IBM’s 32nm HKMG System z MCM is chunky, as you might expect. It’s made up of six six-core 5.5Ghz CPUs and two 192MB L4 cache chips. The earlier 5.2GHz 45nm generation had four cores and L4 was half the size. Overall, the new MCM offers a 25% improvement on per-thread performance for traditional mainframe applications against the previous generation.
In its ISSCC presentation, IBM disclosed some of the design decision made with particular regard to the core and external (‘nest’) logic, and also how it addressed concerns over different bias temperature instability effects inherent in the use of high-k, metal gate at the new node.
For digital logic, both core and nest, it needed to implement a new methodology: Large Block Structured Synthesis. The higher frequency target was also an influence here. Beyond that, IBM also discussed BTI with particular reference to pulsed-clock latches used extensively across the design.
“This methodology incorporated novel algorithms to create structure in dataflow regions within the context of larger synthesized blocks,” said presenter James Warnock, a distinguished engineer within the company’s Systems & Technology Group.
“The success of this new approach led to a fundamental shift in the digital logic microprocessor design methodology from highly custom-oriented transistor-level designto a highly productive automated gate-level, synthesis-based LBSS.”

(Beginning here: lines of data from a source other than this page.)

PR #4628, opened 2026-08-10
chore(docs): migrate admonition titles and heading IDs to MDX syntax

thetaPC:
Issue URL: internal

## What is the current behavior?

We use two proprietary Docusaurus syntaxes that are being phased out:

- **Admonition titles** use the space form, `:::warning My Title`. 43 occurrences across 38 files.
- **Heading IDs** use the classic form, `{#my-id}`. 2 occurrences.

Neither is standard. Docusaurus calls both "proprietary Docusaurus syntax, leading to ecosystem incompatibilities" and recommends migrating:

- https://docusaurus.io/blog/releases/3.10#strict-admonitions
- https://docusaurus.io/blog/releases/3.10#strict-heading-ids

Both only work today because of the MDX v1 compatibility shims in `mdx-loader`. On every build, `preprocessContent()` rewrites our files in memory before MDX ever parses them: `admonitionTitleToDirectiveLabel()` converts `:::warning My Title` to `:::warning[My Title]`, and `escapeMarkdownHeadingIds()` escapes `{#my-id}` to `\{#my-id}` so MDX does not try to evaluate it as an expression.

Those shims are the `markdown.mdx1Compat` options, which Docusaurus v4 disables by default via `future.v4.mdx1CompatDisabledByDefault`.

Separately, `troubleshooting/runtime.md` has a malformed admonition where the closing `:::` sits mid-sentence:

```md
:::note
This flag is automatically included when creating an Ionic app via
:::
the Ionic CLI.
```

That renders as a note ending in "via", followed by an orphaned "the Ionic CLI." paragraph outside it. It dates back to at least v5.

## What is the new behavior?

Both syntaxes are migrated to the standard forms, so the files no longer depend on the compat shims.

- `:::type My Title` becomes `:::type[My Title]`, the Markdown Directive syntax
- `{#my-id}` becomes `{/* #my-id */}`, a native MDX comment

The malformed note is also repaired so the sentence stays intact inside the admonition.

40 files changed, +45/-45. Scope is limited to the live docs trees, `docs/` and `versioned_docs/version-v7`. The archived v5 and v6 trees are deliberately untouched, since they are absent from `versions.json` and are served from standalone deployments rather than built from this repo.

## Does this introduce a breaking change?

- [ ] Yes
- [x] No

## Other information

This is part of a series preparing the docs for the `.md` to `.mdx` migration.

### How to test

Review the modified pages below and confirm each admonition still renders with its title and correct styling.

Two specific things to check on the runtime page:

[...]

PR #4639, opened 2026-08-13
chore(api): generate heading IDs with MDX comment syntax

thetaPC:
Issue URL: internal

The component API plugin generates heading IDs using the classic `{#my-id}` syntax: `spinner {#prop-spinner}`

 Docusaurus calls this "proprietary Docusaurus syntax, leading to ecosystem incompatibilities" and [recommends](https://docusaurus.io/blog/releases/3.10#strict-heading-ids) the native MDX comment form instead.. We migrated our hand written docs off this syntax in #4628, but the plugin kept emitting it, so it comes back on every build. On `main` that is **1435 headings across 910 generated partials** (1263 property headings, 172 method headings).

## What is the new behavior?

The plugin emits the MDX comment form: `spinner {/* #prop-spinner */}`

Two lines change, one for properties and one for methods, which covers all 1435 headings. No other partial type is affected: events, parts, slots and custom-props contain tables rather than headings.

- [ ] Yes
- [x] No

## Other information

Part of the mdx migration.

**No anchors change.** Both syntaxes produce the same id, so `#prop-spinner`, `#method-dismiss` and every other API anchor continue to resolve. 

### How to test

Check that each heading renders its name only, with no visible `{/* ... */}` text, and that both the anchor link and the table of contents entry jump to it.

- **Properties:** https://ionic-docs-git-fw-6456-pt4-ionic1.vercel.app/docs/api/loading
  - The `spinner` heading should link to `#prop-spinner`
- **Methods:** https://ionic-docs-git-fw-6456-pt4-ionic1.vercel.app/docs/api/alert
  - The `dismiss` heading should link to `#method-dismiss`
- **Deprecated properties:** https://ionic-docs-git-fw-6456-pt4-ionic1.vercel.app/docs/v7/api/input
  - `accept (deprecated)` should link to `#prop-accept`
  - This is the case where the comment sits next to the `(deprecated)` interpolation on the same line
- **Links into generated anchors:** https://ionic-docs-git-fw-6456-pt4-ionic1.vercel.app/docs/api/datetime#showing-confirmation-buttons
  - In the **Showing Confirmation Buttons** section, the sentence "The default Done and Cancel buttons are already preconfigured to call the `confirm` and `cancel` methods" has two links
  - Both should jump down to those method headings under **Methods**
  - This is the only page in the repo with hand written links into plugin generated anchors

### DIFF
--- a/plugins/docusaurus-plugin-ionic-component-api/index.js
+++ b/plugins/docusaurus-plugin-ionic-component-api/index.js
@@ -213,7 +213,7 @@ ${properties
     }
 
     return `
-### ${prop.name} ${isDeprecated ? '(deprecated)' : ''} {#${propertyHeadingId(prop.name)}}
+### ${prop.name} ${isDeprecated ? '(deprecated)' : ''} {/* #${propertyHeadingId(prop.name)} */}
 
 | | |
 | --- | --- |
@@ -275,7 +275,7 @@ function renderMethods({ methods }) {
 ${methods
   .map(
     (method) => `
-### ${method.name} {#${methodHeadingId(method.name)}}
+### ${method.name} {/* #${methodHeadingId(method.name)} */}
 
 | | |
 | --- | --- |


ShaneK (approved):
LGTM!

The theme of looking for still further automation even on bleeding edge projects recurred during ISSCC’s processor session with AMD’s description of its new low-power, general purpose Jaguar processor.

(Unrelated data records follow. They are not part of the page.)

PR #4640, opened 2026-08-13
chore(api): generate component API partials as .mdx

thetaPC:
Issue URL: internal

The component API plugin writes its generated partials with a `.md` extension: props, events, methods, parts and slots. Those files are MDX, not CommonMark, so the extension is inaccurate. The sixth partial, custom-props, is already `.mdx`, which suggests this was hit once before and fixed for a single file.

Each API page then imports them by explicit filename, so the extension is repeated across every page, for example importing Props from `@ionic-internal/component-api/v8/button/props.md`.

## What is the new behavior?

The plugin emits `.mdx` for the five remaining partials, and the import specifiers are updated to match.

- 5 lines in `plugins/docusaurus-plugin-ionic-component-api/index.js`
- 910 import specifiers across 181 pages in `docs/` (94) and `versioned_docs/version-v7` (87)

Every doc file change is a specifier swap; there are no other edits.

- [ ] Yes
- [x] No

## Other information

Part of the mdx migration.

### How to test

Check a page where all six partial types have content:

- **Current version:** https://ionic-docs-git-fw-6456-pt4b-ionic1.vercel.app/docs/api/modal
  - Scroll to the bottom and confirm **Properties**, **Events**, **Methods**, **CSS Shadow Parts**, **CSS Custom Properties** and **Slots** all render with real content
- **Versioned tree:** https://ionic-docs-git-fw-6456-pt4b-ionic1.vercel.app/docs/v7/api/select
  - Same six sections; this confirms the version-v7 specifiers were rewritten too

The content, datetime, popover and select pages also populate all six if you want another sample.

### DIFF
--- a/plugins/docusaurus-plugin-ionic-component-api/index.js
+++ b/plugins/docusaurus-plugin-ionic-component-api/index.js
@@ -81,11 +81,37 @@ module.exports = function (context, options) {
          * directory within the plugin directory.
          */
         promises.push(
+          createData(`${basePath}/props.mdx`, data.props),
+          createData(`${basePath}/events.mdx`, data.events),
+          createData(`${basePath}/methods.mdx`, data.methods),
+          createData(`${basePath}/parts.mdx`, data.parts),
+          createData(`${basePath}/custom-props.mdx`, data.customProps),
+          createData(`${basePath}/slots.mdx`, data.slots)
+        );
+
+        /**
+         * TODO(FW-6456): Remove once all branches import the `.mdx` names instead of `.md`.
+         * Transitional: the `.md` names are still imported by pages this repo does not
+         * control on every branch at once.
+         *
+         * - `scripts/i18n.sh` copies the `translation/jp` branch's `docs/` tree into
+         *   `i18n/ja` on every build, and those copies still import `.md`.
+         * - Major branches keep their own api pages. Until each is rewritten, a sync that
+         *   brings this plugin over would otherwise leave them importing names it no longer
+         *   emits.
+         *
+         * Emitted unconditionally on purpose. Guarding on locale only holds on a branch whose
+         * pages have already been rewritten, so it reintroduces exactly the coupling this
+         * avoids. These land in `.docusaurus`, not a docs content root, so they are never
+         * routed as pages and the duplicate basenames cannot collide.
+         *
+         * Remove once `translation/jp` and every live branch import the `.mdx` names.
+         */
+        promises.push(
           createData(`${basePath}/props.md`, data.props),
           createData(`${basePath}/events.md`, data.events),
           createData(`${basePath}/methods.md`, data.methods),
           createData(`${basePath}/parts.md`, data.parts),
-          createData(`${basePath}/custom-props.mdx`, data.customProps),
           createData(`${basePath}/slots.md`, data.slots)
         );
       }
--- a/docs/api/accordion-group.md
+++ b/docs/api/accordion-group.md
@@ -1,12 +1,12 @@
 ---
 title: "ion-accordion-group"
 ---
-import Props from '@ionic-internal/component-api/v9/accordion-group/props.md';
-import Events from '@ionic-internal/component-api/v9/accordion-group/events.md';
-import Methods from '@ionic-internal/component-api/v9/accordion-group/methods.md';
-import Parts from '@ionic-internal/component-api/v9/accordion-group/parts.md';
+import Props from '@ionic-internal/component-api/v9/accordion-group/props.mdx';
+import Events from '@ionic-internal/component-api/v9/accordion-group/events.mdx';
+import Methods from '@ionic-internal/component-api/v9/accordion-group/methods.mdx';
+import Parts from '@ionic-internal/component-api/v9/accordion-group/parts.mdx';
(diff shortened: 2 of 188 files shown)


plugins/docusaurus-plugin-ionic-component-api/index.js
```diff
@@ -81,12 +81,12 @@ module.exports = function (context, options) {
          * directory within the plugin directory.
          */
         promises.push(
-          createData(`${basePath}/props.md`, data.props),
-          createData(`${basePath}/events.md`, data.events),
-          createData(`${basePath}/methods.md`, data.methods),
-          createData(`${basePath}/parts.md`, data.parts),
+          createData(`${basePath}/props.mdx`, data.props),
```
ShaneK, line 84: This one worries me a bit, it breaks the ja build.

Our `i18n.sh` step pulls the `translation/jp` branch's `docs/` tree into `i18n/ja` on every build, and those are whole-file copies with their own import block, still pointing at `props.md` and the rest. Building `--locale ja` on this commit fails with 470 `Cannot find module` errors against the old partial names. English is fine, and previews only build `--locale en`, so nothing here catches it. Production builds both.

The `custom-props` partial needed the same treatment when it flipped in [60443e2](https://github.com/ionic-team/ionic-docs/commit/60443e2d0d32325839f35f8df6926ae550638ffa). There's a jp sync open right now in #4641 and it still has the old imports on all 94 pages, so that one won't cover it either.

Could you keep writing the five `.md` partials alongside the new `.mdx` ones, and drop them once `translation/jp` has caught up? They go to `.docusaurus` rather than a docs content root, so the duplicate basenames won't collide.

ShaneK (changes requested):
I'm worried about the impact of these changes on i18n

plugins/docusaurus-plugin-ionic-component-api/index.js
thetaPC: https://github.com/ionic-team/ionic-docs/pull/4640/changes/98bfab70d14b3404f5917e5cff7a20425aae95cb and https://github.com/ionic-team/ionic-docs/pull/4640/changes/df557ba4688db809f4aa49e369f3e88b410399bd

plugins/docusaurus-plugin-ionic-component-api/index.js
```diff
@@ -81,13 +81,39 @@ module.exports = function (context, options) {
...
```
ShaneK, line 84: The plugin change is global but the page rewrites only live on main, so this leaves the major branches inconsistent. Their api pages still import the `.md` partials, both in `docs/api` and in the versioned copies, and `major-10.0` only gets this through `major-9.0` since a direct sync from main won't run.

On this line the base has `v8` with `.md`, main has `v8` with `.mdx`, and `major-9.0` has `v9` with `.md`, so resolving it the way we normally do, where the major branch wins, quietly drops the migration and leaves those pages on `.md` while the plugin only emits `.mdx` for en. For this reason, I believe this merge will require extra care and is kind of dangerous to do at this time. Could you try to do companion commits on the major branches alongside this one? Emitting the `.md` names unconditionally would work too and it's closer to what I asked for originally, since it's safe whatever order things merge in.

To see what I'm concerned about, it may be worth creating a worktree off of major-9.0 and try merging this branch into it and see what gets left out.

plugins/docusaurus-plugin-ionic-component-api/index.js
```diff
@@ -81,13 +81,39 @@ module.exports = function (context, options) {
...
+         * build renders translated current-version pages (importing `.md`) alongside
+         * untranslated versioned pages that fall back to English (importing `.mdx`). Both
+         * names must exist within that pass, which is why the extension itself cannot be
+         * switched per locale, only supplemented.
+         *
+         * Remove once `translation/jp` imports the `.mdx` partials. These are written to
+         * `.docusaurus` rather than a docs content root, so they are never routed as pages
+         * and the duplicate basenames cannot collide.
+         */
+        if (context.i18n.currentLocale === 'ja') {
```
ShaneK, line 108: Did you get a chance to run a ja build against this?

Could you also file something to track dropping these? There's no issue linked from the comment and `translation/jp` moves slowly enough that I think this outlives the PR by a good while.

ShaneK (approved):
Wearily approved with comments. Still not sure right before v9 releases is the best time to merge this one, in case of issues caused by it.

plugins/docusaurus-plugin-ionic-component-api/index.js
thetaPC: I ended up adding both mdx and md until we can fully migrate. This would make sure that JP and any branch that isn't main will not break. I added a not to remove the duplicate files once we wrap up work.

https://github.com/ionic-team/ionic-docs/pull/4640/changes/497e9b805bf1042131c041ad27cc7eee3ba50d9b#diff-f3a8d253eef1b60367839f3396ef3826a35d4e5b1b10c4df17ea9a6b0ac37bd9

plugins/docusaurus-plugin-ionic-component-api/index.js
thetaPC: https://github.com/ionic-team/ionic-docs/pull/4640#discussion_r3845829877

ShaneK (approved):
LGTM!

The results of a structured synthesis implementation are shown in Figure 1.
Figure 1. Design implemented via structured synthesis. Different gate types are indicated with different shading tones to highlight the detailed structure. (Source: IBM/ISSCC2013/IEEE)
For BTI, both negative (NBTI) and positive (PBTI), IBM’s focus fell on how clock pulse-widths and latch transmission gates were affected by prolonged voltage stress.
An in-house tool was used to apply waveforms transistor-by-transistor, with the results matched against a BTI model. It found that write margins increased over time, a fact confirmed by statistical analysis of the derived end-of-life parameter shifts. These results are illustrated in Figure 2.
“[This] was determined to be a result of the fact that the critical transmission gate devices receive relatively little stress (only when the pulsed-clock is fully active), while devices in the pulse generators see a more uniform level of stress,” Warnock said.